The task = What lines in the data below mention the string "NULL"? Copy them out.

Saved entries =
PR #291, opened 2026-08-17
fix(db): restore install-wide tool and MCP name uniqueness

### LINKED ISSUE #289: fix: tenant migration silently dropped tool and MCP name uniqueness
## Summary

`migrateTenantOrgScope` drops `tools_name_unique` and `mcp_servers_name_unique` and replaces them with `(org_id, name)` indexes, but no write path sets `org_id` on either table. SQLite treats every `(NULL, name)` pair as distinct, so both replacements are inert and the tables lost the uniqueness they used to have.

**Goal: tool and MCP server names are unique again at the database level, matching what `schema.sql` already declares.**

Found while fixing #287, which is the same defect on `skills`. This one is latent, not active: no current code path produces a duplicate. Filing it because the schema and the migration now disagree, and the next feature that renames or imports a record inherits the gap.

## The contradiction

`schema.sql` still declares both indexes, and `migrateMcpTables` recreates one of them on every boot:

| Where | What it does |
|---|---|
| `packages/db/sql/schema.sql:30` | `CREATE UNIQUE INDEX tools_name_unique ON tools (name)` |
| `packages/db/sql/schema.sql:187` | `CREATE UNIQUE INDEX mcp_servers_name_unique ON mcp_servers (name)` |
| `packages/db/src/migrate.ts:100` | recreates `mcp_servers_name_unique` |
| `packages/db/src/migrate.ts:645,648` | drops both |
| `packages/db/src/migrate.ts:646,649` | creates `(org_id, name)` in their place |

`migrateTenantOrgScope` runs last, so the drop wins.

## Reproduction

```ts
import { Database } from "bun:sqlite";
import { migrateDatabase } from "./packages/db/src/migrate";

const db = new Database(":memory:");
migrateDatabase(db);

for (const table of ["tools", "mcp_servers"]) {
  console.log(table, "->", db
    .query("SELECT name FROM sqlite_master WHERE type='index' AND tbl_name=? AND name NOT LIKE 'sqlite_%'")
    .all(table));
}

const ins = db.prepare(
  "INSERT INTO tools (id, name, description, handler_type, handler_config, created_at, updated_at) VALUES (?, 'bash', '', 'bash', '{}', '2026-08-17', '2026-08-17')"
);
ins.run("tool_1");
ins.run("tool_2"); // no error
console.log(db.query("SELECT count(*) c FROM tools").get());
```

```
tools -> tools_org_name_unique
mcp_servers -> mcp_servers_org_name_unique
duplicate tool name ACCEPTED, rows = { c: 2 }
duplicate mcp name ACCEPTED, rows = { c: 2 }
```

## Why it is latent, not active

Both create paths check the name first (`profile-service.ts:416`, `mcp-service.ts:63`), `updateServer` checks a rename (`mcp-service.ts:105`), and tools have no rename endpoint at all. So today the application layer is the only thing holding the invariant, and it happens to hold it.

It stops holding the moment anything writes these tables outside those two guards: a rename endpoint for tools, a bulk import, a restore that replays rows, or a second concurrent create.

## Proposed direction

Restore the guarantee where these objects actually live. `POST /v1/tools` and `POST /v1/mcp/servers` are `requirePlatformAdminFromContext`, and neither `createTool` nor `createServer` takes an `orgId`, so both are install-wide objects today:

```sql
CREATE UNIQUE INDEX IF NOT EXISTS tools_global_name_unique
  ON tools (name) WHERE org_id IS NULL;
CREATE UNIQUE INDEX IF NOT EXISTS mcp_servers_global_name_unique
  ON mcp_servers (name) WHERE org_id IS NULL;
```

That is two statements in `migrateTenantOrgScope`, and it keeps the `(org_id, name)` indexes working for the day these tables do become tenant-scoped. Wrap them so a database that already carries duplicates cannot fail the boot migration, the same way #288 handles the skills backfill.

## Not proposed

Making tools and MCP servers org-scoped. That means threading an org through both services, both route groups and the write paths, and nothing today asks for it: the routes are platform-admin by design. It is a product decision, not a fix for this defect. If you want it, it deserves its own issue and this one closes as part of it.

## Acceptance criteria

- [ ] Two tools cannot share a name at the database level
- [ ] Two MCP servers cannot share a name at the database level
- [ ] `schema.sql` and the migration agree on what is unique
- [ ] An existing database carrying duplicates still boots
- [ ] A migration test covers all four

## Environment

Bun 1.3.14, macOS, sqlite adapter, `main` at `41279809`.

fajarhide:
Closes #289, taking the direction you picked.

```sql
CREATE UNIQUE INDEX IF NOT EXISTS tools_global_name_unique
  ON tools (name) WHERE org_id IS NULL;
CREATE UNIQUE INDEX IF NOT EXISTS mcp_servers_global_name_unique
  ON mcp_servers (name) WHERE org_id IS NULL;
```

The `(org_id, name)` indexes stay exactly as they are, so nothing changes the day these tables do get an owning org. Both statements are created inside a `try`: a database that already collected duplicates keeps booting, and the create paths hold the invariant from there.

## Before

```
$ bun test packages/db/src/migrate.test.ts -t "install-wide"
(fail) install-wide name uniqueness > rejects a second tool or MCP server with the same name
 1 pass
 1 fail
```

Two rows named `bash` were accepted, because `tools_org_name_unique` compares NULL to NULL.

## After

```
$ bun test packages/db/src/migrate.test.ts
 16 pass
 0 fail
```

Two tests: duplicate tool and MCP names are rejected, and a database holding duplicates still migrates without throwing. The first fails if the call is removed.

`bun run test` is green across all 11 workspaces.

Note on ordering: #288 touches the same function for `skills`. Whichever lands first, the other rebases cleanly, they add different statements.


fajarhide:
@ahmadrosid this is the first option from #289, two partial indexes on `WHERE org_id IS NULL`. The `(org_id, name)` indexes are untouched, so nothing has to change the day these tables get an owning org. Both statements are wrapped so an install that already collected duplicates still boots.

Response to this exercise =
`migrateTenantOrgScope` drops `tools_name_unique` and `mcp_servers_name_unique` and replaces them with `(org_id, name)` indexes, but no write path sets `org_id` on either table. SQLite treats every `(NULL, name)` pair as distinct, so both replacements are inert and the tables lost the uniqueness they used to have.
  ON tools (name) WHERE org_id IS NULL;
  ON mcp_servers (name) WHERE org_id IS NULL;
  ON tools (name) WHERE org_id IS NULL;
  ON mcp_servers (name) WHERE org_id IS NULL;
Two rows named `bash` were accepted, because `tools_org_name_unique` compares NULL to NULL.
@ahmadrosid this is the first option from #289, two partial indexes on `WHERE org_id IS NULL`. The `(org_id, name)` indexes are untouched, so nothing has to change the day these tables get an owning org. Both statements are wrapped so an install that already collected duplicates still boots.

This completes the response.